Exercise directions:
Only lines holding the word "complementary" are wanted. Copy them from the listing below.

Information provided:

Issue #39, opened 2018-11-26
Component CRD spec support ENV vars but not @CompositeAnnotation


cmoulliard:
Component CRD spec support [ENV vars ](https://github.com/snowdrop/component-operator/blob/master/pkg/apis/component/v1alpha1/component_types.go#L51)but not `@CompositeAnnotation`. Even if we specify such info
```
@CompositeApplication(envVars = @Env(name = "key1", value = "val1"))
```
the yaml file generated is empty
```
---
apiVersion: "v1"
kind: "List"
items:
- apiVersion: "v1beta1"
  kind: "Component"
  metadata:
    annotations: {}
    labels: {}
    name: "component-example"
  spec:
    deploymentMode: "innerloop"
    runtime: "spring-boot"
    exposeService: false
    image: []
    env: []
    feature: []
    link: []
    service: []
```

iocanel:
The idea is that an annotation processor may reuse `config` provided by another `processor` in order to avoid dublicating all configuration all across the board. So in this case we are reusing the `KubernetesConfig` that was created by the `KubertnetesAnnotationProcessor`. In the same spirit we are also reusing the configuration provided by the servicecatalog annotation and so on.

So we have the following options here:

### Use `@CompositeApplication` complementary to `@KubernetesApplication` (current approach).

####  Pros:
- Promotes reusability (more lean approach).

#### Cons:
- Might not be obvious.


### Make `@CompositeApplication` stand alone, and replicate everything from `@KubernetesApplication`.

#### Pros
- simplicity in the design
- possibly easier to understand (?)

#### Cons
- code dublication.

PR #40, opened 2018-11-26
Add envVars to CompositeAnnotation

cmoulliard:
- Fix issue #39 
- Add envVars to CompositeAnnotation
- Issues discovered: **EnvVar is added twice - see issue 28** AND **runtime doesn't appear anymore**
```
  spec:
    deploymentMode: "innerloop"
    exposeService: false
    image: []
    env:
    - name: "key1"
      value: "val1"
    - name: "key1"
      value: "val1"
```

### DIFF
--- a/annotations/component-annotations/src/main/java/io/ap4k/component/ComponentHandler.java
+++ b/annotations/component-annotations/src/main/java/io/ap4k/component/ComponentHandler.java
@@ -20,9 +20,11 @@ import io.ap4k.Handler;
 import io.ap4k.Resources;
 import io.ap4k.component.config.CompositeConfig;
 import io.ap4k.component.config.EditableCompositeConfig;
+import io.ap4k.component.decorator.AddEnvToComponent;
 import io.ap4k.component.decorator.AddRuntimeToComponent;
 import io.ap4k.config.ConfigKey;
 import io.ap4k.config.Configuration;
+import io.ap4k.config.Env;
 import io.ap4k.config.KubernetesConfig;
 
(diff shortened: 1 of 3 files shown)


iocanel:
Envrionmnet variables are already supported, with something like this:

     @KubernetesApplication(envVars = @Env(name = "key1", value = "value1"))
     @CompositeApplication
     @SpringBootApplication
     public class Main {

      public static void main(String[] args) {
        SpringApplication.run(Main.class, args);
      }

The idea is that an annotation processor may reuse `config` provided by another `processor` in order to avoid dublicating all configuration all across the board. So in this case we are reusing the `KubernetesConfig` that was created by the `KubertnetesAnnotationProcessor`. In the same spirit we are also reusing the configuration provided by the se rvicecatalog annotation and so on.

So we have the following options here:

# Use `@CompositeApplication` complementary to `@KubernetesApplication` (current approach).

#  Pros:
- Promotes reusability (more lean approach).

# Cons:
- Might not be obvious.


# Make `@CompositeApplication` stand alone, and replicate everything from `@KubernetesApplication`.

## Pros
- simplicity in the design
- possibly easier to understand (?)

## Cons
- code dublication.


@cmoulliard @geoand @metacosm @gytis: wdyt?

geoand:
I would vote for making `@CompositeApplication` stand alone since at this point in the design (being very very early days) I would rather have more flexibility :)

cmoulliard:
Do you want that we create a separate error concerning the second remark `Issues discovered: EnvVar is added twice - see issue 28 AND runtime doesn't appear anymore` @iocanel ?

Solution for this task:
### Use `@CompositeApplication` complementary to `@KubernetesApplication` (current approach).
# Use `@CompositeApplication` complementary to `@KubernetesApplication` (current approach).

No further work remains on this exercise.